── The input

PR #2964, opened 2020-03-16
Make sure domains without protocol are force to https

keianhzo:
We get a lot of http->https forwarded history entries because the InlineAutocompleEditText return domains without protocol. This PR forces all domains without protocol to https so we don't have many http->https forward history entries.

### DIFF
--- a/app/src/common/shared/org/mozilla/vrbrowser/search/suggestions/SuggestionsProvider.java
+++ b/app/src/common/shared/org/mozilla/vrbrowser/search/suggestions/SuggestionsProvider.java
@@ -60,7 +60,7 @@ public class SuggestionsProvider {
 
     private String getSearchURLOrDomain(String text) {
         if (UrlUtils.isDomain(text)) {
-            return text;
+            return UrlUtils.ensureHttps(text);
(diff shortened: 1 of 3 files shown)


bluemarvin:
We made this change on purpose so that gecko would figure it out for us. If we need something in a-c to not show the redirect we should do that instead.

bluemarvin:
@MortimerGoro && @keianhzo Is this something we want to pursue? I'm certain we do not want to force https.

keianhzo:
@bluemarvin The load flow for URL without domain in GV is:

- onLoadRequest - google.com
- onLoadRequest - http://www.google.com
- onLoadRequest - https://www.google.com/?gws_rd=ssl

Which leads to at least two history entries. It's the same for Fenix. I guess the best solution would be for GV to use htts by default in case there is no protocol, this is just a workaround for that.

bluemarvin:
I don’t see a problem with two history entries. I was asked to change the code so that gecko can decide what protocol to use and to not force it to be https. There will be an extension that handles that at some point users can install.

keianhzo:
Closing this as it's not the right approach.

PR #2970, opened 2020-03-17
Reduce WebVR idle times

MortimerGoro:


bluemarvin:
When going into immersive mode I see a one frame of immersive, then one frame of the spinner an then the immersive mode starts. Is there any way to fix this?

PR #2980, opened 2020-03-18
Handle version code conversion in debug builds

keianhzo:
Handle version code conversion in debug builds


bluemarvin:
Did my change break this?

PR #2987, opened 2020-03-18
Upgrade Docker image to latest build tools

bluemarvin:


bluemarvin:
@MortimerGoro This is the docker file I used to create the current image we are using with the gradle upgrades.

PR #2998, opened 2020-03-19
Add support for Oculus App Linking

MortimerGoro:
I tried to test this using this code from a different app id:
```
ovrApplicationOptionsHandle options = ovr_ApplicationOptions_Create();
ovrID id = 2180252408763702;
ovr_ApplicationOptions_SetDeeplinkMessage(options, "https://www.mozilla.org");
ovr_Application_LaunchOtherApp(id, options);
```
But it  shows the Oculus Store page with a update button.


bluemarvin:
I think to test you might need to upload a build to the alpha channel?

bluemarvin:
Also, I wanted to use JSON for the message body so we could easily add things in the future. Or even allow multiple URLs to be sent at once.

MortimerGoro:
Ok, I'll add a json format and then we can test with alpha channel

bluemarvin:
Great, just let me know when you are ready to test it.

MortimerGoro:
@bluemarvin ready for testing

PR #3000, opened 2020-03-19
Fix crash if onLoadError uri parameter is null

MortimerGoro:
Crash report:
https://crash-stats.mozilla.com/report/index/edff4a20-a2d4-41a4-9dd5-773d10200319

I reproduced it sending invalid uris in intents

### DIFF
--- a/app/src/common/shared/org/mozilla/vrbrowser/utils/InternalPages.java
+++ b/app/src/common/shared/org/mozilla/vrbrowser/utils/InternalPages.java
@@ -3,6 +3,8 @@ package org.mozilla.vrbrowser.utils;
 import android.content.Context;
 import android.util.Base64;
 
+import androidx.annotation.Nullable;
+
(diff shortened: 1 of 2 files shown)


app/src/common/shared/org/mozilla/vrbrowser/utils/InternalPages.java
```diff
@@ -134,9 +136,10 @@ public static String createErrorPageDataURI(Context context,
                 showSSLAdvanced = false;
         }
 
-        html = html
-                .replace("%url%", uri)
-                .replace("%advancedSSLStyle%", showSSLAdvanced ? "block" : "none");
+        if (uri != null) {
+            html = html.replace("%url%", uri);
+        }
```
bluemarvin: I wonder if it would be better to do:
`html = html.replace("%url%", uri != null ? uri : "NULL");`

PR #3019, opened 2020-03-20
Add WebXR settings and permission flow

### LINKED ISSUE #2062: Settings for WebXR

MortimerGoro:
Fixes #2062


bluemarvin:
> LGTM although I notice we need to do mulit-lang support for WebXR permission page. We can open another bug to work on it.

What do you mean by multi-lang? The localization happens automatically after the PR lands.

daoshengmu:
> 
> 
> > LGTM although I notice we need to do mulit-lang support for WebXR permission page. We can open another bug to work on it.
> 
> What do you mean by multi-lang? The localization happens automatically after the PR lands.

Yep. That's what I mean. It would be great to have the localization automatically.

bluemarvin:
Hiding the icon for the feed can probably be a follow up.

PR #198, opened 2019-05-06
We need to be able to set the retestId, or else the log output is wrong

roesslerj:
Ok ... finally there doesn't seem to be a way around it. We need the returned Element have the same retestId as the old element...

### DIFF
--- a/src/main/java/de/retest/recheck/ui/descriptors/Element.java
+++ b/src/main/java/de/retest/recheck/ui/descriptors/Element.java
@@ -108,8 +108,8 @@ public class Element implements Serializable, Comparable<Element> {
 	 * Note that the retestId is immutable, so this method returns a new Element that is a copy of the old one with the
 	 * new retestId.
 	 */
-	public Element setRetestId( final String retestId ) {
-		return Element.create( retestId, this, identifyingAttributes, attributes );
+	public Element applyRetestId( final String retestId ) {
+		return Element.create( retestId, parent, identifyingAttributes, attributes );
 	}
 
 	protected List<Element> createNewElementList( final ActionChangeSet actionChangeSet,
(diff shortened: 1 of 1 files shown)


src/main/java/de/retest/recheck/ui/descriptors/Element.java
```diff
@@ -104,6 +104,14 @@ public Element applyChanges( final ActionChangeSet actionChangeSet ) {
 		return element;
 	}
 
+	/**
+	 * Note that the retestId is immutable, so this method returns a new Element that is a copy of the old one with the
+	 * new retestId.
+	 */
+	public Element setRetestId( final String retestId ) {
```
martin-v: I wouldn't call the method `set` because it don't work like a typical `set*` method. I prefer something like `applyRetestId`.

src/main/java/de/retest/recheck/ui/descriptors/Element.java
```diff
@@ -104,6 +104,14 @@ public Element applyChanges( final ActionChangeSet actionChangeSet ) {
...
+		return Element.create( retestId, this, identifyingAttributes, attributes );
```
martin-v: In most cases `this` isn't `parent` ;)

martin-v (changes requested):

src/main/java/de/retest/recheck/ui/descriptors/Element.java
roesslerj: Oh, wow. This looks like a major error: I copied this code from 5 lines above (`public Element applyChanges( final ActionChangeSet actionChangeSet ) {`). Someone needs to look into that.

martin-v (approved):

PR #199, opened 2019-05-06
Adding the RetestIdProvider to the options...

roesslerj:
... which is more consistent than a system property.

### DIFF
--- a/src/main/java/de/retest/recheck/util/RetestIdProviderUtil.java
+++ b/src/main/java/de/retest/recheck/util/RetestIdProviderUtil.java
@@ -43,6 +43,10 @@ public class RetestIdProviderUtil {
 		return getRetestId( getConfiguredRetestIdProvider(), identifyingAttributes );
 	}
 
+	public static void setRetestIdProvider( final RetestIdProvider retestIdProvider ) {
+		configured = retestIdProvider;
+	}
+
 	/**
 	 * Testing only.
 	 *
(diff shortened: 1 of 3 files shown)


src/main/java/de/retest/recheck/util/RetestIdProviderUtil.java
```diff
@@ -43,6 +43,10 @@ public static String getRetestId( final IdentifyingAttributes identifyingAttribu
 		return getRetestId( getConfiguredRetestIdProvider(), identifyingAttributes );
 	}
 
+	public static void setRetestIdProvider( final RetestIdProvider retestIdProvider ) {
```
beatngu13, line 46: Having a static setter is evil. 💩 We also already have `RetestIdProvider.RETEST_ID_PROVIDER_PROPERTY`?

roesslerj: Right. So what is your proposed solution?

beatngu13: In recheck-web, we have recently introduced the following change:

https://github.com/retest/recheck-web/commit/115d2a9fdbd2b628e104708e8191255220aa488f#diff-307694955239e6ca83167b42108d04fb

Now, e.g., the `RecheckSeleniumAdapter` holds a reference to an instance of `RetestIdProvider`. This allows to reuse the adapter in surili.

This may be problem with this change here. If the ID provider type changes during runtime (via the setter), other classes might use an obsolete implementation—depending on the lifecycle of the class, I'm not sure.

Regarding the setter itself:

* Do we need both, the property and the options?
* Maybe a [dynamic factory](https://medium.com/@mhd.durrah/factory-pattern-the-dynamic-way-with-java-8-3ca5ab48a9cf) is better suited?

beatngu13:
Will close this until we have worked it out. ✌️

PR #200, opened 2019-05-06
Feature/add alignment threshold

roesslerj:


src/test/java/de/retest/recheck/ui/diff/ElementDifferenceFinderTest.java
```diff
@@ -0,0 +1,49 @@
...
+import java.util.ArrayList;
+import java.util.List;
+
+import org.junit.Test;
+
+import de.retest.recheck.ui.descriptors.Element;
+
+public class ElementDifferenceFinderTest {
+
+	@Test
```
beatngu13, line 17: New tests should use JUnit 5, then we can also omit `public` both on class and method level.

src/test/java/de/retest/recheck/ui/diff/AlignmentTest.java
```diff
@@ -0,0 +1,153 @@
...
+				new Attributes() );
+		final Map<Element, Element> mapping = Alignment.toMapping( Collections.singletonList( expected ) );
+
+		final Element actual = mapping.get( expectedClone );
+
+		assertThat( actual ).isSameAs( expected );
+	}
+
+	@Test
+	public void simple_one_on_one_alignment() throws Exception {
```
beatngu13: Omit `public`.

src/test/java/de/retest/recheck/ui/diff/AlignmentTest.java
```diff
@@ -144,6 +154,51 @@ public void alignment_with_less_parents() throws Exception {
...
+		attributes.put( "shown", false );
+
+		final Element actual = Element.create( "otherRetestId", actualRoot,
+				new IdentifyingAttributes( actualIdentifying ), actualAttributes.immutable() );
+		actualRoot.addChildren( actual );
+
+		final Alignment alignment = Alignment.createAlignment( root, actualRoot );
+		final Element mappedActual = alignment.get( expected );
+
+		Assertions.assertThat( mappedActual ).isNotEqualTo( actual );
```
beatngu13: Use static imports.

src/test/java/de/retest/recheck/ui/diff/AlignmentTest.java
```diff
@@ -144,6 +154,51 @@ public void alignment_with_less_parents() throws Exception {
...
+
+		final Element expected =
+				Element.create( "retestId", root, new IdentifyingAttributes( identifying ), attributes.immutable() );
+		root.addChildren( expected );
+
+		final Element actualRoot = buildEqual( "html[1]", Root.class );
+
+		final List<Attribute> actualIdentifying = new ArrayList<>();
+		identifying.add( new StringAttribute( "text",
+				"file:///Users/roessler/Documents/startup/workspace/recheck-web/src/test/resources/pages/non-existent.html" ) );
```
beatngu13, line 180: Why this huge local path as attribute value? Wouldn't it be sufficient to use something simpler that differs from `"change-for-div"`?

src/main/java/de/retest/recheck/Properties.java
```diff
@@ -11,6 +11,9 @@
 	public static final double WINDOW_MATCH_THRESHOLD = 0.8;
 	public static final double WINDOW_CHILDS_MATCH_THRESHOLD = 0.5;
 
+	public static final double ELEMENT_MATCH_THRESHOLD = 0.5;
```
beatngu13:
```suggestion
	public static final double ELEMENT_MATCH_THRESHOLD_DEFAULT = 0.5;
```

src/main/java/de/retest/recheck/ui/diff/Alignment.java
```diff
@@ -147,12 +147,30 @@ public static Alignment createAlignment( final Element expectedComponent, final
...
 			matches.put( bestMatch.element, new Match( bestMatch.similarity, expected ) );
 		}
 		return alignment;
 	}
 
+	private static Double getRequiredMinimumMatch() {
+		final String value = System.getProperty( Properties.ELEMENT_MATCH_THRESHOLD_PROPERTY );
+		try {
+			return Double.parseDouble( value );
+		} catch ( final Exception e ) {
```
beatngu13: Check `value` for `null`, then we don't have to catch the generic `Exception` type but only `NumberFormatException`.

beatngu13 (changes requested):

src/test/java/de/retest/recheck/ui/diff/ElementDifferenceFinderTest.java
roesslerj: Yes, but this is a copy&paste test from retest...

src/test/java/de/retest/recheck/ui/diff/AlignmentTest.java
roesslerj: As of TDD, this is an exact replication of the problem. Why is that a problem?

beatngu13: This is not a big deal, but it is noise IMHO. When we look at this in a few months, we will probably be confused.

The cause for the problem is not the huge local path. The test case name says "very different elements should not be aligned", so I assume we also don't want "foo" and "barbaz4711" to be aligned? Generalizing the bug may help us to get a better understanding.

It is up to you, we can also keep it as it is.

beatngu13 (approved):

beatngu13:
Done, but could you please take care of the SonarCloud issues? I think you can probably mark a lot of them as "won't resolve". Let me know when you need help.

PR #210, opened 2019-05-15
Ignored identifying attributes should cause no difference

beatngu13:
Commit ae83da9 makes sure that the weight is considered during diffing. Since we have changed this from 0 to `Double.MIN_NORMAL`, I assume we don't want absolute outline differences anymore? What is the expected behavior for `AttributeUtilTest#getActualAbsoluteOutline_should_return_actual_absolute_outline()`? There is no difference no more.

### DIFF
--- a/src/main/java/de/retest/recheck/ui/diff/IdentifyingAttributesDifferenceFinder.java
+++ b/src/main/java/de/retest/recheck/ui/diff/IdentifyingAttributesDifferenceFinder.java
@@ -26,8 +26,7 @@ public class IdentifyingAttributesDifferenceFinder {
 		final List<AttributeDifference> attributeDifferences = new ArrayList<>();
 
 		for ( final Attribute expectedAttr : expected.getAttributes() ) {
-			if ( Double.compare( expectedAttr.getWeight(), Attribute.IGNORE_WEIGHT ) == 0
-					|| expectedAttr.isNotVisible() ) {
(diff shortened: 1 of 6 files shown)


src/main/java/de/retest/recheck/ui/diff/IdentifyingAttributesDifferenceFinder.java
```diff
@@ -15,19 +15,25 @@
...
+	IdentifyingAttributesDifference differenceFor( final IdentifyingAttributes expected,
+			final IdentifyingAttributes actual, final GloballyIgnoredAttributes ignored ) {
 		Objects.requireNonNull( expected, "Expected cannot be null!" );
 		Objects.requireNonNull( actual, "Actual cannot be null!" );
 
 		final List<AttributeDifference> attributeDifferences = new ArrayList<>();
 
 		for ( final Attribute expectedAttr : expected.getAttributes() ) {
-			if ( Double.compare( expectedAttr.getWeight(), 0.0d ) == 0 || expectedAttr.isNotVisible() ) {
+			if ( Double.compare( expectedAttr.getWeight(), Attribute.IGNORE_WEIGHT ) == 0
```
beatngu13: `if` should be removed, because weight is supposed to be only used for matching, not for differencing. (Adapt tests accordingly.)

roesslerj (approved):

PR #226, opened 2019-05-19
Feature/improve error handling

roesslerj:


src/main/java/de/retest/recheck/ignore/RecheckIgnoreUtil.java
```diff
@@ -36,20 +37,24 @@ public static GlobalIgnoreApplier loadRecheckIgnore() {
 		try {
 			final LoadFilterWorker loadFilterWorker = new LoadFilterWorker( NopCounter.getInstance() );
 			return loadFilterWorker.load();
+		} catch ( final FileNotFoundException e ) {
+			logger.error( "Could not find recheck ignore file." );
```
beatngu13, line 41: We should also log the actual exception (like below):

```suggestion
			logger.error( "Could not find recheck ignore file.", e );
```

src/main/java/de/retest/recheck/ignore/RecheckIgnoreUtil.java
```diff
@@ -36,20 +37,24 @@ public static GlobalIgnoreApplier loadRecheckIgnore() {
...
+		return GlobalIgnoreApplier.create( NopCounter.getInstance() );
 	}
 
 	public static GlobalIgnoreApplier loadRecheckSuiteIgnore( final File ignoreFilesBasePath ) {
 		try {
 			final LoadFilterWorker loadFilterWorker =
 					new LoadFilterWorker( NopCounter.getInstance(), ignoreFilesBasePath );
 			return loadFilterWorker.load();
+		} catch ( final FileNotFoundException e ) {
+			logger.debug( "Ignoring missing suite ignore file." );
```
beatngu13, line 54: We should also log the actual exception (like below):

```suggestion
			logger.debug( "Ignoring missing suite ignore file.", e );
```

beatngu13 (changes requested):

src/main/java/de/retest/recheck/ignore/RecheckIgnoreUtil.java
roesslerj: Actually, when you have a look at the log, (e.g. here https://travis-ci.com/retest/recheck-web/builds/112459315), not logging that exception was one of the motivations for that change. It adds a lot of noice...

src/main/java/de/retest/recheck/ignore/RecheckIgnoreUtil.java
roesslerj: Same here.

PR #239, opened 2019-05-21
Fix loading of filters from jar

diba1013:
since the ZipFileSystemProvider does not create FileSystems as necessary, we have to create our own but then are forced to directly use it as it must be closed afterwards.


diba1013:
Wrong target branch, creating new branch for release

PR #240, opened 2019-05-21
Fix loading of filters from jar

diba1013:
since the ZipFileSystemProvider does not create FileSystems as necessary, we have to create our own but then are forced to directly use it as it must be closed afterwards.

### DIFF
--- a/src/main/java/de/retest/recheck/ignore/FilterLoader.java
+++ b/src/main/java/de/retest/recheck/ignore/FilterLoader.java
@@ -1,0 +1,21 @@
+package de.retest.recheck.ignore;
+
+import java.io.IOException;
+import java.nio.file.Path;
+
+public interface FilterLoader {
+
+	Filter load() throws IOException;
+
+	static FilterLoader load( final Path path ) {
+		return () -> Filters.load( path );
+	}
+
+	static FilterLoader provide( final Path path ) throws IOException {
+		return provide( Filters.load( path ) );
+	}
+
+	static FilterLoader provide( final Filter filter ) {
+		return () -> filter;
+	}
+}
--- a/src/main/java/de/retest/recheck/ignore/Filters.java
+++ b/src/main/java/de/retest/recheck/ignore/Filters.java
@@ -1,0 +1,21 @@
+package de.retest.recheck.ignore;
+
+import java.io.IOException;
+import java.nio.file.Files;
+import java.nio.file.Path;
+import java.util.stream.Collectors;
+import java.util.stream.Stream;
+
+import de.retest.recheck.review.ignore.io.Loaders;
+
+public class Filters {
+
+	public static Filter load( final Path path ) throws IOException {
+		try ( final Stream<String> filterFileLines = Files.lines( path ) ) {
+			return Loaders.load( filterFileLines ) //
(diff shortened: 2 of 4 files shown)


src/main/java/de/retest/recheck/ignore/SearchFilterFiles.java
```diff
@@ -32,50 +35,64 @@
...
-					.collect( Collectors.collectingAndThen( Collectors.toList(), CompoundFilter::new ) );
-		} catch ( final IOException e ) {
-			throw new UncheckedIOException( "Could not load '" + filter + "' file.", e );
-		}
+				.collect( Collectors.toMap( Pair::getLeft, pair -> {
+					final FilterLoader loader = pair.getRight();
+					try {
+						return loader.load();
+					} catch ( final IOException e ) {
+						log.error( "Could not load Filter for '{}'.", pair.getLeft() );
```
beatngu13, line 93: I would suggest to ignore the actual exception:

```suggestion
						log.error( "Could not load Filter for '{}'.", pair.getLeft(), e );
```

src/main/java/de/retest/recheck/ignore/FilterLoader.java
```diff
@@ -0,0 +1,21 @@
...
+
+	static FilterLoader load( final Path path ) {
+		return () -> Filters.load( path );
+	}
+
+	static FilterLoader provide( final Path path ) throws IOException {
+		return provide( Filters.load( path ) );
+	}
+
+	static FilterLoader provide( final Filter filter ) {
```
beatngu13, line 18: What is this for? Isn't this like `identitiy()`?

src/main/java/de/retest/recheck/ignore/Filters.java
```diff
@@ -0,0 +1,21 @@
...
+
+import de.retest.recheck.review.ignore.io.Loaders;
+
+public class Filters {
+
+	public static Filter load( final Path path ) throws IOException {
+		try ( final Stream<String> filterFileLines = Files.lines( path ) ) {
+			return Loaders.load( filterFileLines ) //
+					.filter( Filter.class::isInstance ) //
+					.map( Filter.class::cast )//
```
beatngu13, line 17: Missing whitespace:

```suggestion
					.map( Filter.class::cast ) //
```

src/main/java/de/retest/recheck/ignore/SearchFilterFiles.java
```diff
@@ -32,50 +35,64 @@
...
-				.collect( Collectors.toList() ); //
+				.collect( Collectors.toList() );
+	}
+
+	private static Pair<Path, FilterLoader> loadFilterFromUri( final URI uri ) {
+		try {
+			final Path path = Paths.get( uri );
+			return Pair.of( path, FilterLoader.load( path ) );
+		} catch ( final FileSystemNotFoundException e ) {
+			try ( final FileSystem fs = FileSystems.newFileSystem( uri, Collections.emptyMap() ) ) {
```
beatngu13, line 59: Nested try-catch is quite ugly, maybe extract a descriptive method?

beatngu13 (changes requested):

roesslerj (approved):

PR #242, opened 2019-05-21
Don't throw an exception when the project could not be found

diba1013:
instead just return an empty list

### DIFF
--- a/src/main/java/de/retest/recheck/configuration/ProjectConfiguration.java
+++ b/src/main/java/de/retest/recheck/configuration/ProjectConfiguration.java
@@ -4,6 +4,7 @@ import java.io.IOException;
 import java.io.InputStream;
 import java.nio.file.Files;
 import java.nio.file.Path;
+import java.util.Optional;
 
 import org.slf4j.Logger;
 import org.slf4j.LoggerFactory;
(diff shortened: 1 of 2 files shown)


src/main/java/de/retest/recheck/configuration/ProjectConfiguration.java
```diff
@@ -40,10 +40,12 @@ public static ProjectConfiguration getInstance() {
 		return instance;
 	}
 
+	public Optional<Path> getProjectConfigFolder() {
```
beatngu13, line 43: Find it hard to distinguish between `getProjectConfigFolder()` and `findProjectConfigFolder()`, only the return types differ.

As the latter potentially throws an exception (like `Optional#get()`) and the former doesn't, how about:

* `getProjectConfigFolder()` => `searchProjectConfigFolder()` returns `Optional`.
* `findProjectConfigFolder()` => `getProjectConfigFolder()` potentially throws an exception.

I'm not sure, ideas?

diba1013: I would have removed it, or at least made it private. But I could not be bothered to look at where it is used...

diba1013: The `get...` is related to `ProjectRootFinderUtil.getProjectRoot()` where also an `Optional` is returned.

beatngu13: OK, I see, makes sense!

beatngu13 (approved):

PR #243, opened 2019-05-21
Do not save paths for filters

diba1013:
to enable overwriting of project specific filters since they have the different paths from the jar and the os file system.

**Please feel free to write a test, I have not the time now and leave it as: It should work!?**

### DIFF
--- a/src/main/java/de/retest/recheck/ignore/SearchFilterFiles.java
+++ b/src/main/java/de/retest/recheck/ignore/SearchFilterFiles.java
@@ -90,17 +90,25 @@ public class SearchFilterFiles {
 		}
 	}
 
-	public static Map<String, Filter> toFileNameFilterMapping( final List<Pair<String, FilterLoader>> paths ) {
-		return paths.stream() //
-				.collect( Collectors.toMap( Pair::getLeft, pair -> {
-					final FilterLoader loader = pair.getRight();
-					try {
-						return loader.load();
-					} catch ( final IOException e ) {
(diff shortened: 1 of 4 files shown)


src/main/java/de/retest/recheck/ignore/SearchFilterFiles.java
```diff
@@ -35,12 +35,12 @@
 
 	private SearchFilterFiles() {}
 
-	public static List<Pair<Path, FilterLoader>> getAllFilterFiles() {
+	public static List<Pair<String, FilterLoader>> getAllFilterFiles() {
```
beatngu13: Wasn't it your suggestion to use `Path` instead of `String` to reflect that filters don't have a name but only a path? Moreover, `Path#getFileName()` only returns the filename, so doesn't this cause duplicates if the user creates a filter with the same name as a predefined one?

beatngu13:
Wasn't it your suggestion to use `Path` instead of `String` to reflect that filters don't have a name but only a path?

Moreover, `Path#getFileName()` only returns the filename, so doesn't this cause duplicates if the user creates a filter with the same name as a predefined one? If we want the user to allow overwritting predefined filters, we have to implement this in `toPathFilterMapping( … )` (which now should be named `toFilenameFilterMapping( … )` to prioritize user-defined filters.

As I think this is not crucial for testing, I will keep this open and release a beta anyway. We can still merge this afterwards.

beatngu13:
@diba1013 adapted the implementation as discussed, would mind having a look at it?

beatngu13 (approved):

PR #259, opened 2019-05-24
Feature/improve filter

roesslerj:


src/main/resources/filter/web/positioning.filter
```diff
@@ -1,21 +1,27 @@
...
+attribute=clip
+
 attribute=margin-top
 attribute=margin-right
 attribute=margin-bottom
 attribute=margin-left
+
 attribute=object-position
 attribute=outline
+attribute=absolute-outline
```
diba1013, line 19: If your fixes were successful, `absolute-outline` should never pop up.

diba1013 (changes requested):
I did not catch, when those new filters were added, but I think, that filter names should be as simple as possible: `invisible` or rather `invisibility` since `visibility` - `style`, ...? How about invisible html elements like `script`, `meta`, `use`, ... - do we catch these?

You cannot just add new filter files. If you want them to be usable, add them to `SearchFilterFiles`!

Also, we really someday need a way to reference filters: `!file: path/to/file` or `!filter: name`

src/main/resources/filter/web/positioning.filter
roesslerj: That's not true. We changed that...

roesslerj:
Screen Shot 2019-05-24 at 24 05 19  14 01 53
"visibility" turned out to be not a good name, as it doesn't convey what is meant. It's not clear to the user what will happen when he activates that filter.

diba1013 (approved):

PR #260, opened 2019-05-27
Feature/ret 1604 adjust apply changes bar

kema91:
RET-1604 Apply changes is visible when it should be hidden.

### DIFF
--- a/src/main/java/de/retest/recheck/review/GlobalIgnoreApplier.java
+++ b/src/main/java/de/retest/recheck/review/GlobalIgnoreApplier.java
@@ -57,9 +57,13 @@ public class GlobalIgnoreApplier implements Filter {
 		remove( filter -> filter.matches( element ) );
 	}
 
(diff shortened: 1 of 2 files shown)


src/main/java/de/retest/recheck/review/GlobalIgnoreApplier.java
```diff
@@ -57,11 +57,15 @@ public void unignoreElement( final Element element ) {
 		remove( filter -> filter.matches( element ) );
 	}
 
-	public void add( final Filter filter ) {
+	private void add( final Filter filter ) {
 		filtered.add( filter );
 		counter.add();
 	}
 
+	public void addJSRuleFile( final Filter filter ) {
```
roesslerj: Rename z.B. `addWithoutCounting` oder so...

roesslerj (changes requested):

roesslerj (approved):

────

▸ Task statement:
Please copy each line of the material that has the string "domains" somewhere in it.

▸ Your solution:
Make sure domains without protocol are force to https
We get a lot of http->https forwarded history entries because the InlineAutocompleEditText return domains without protocol. This PR forces all domains without protocol to https so we don't have many http->https forward history entries.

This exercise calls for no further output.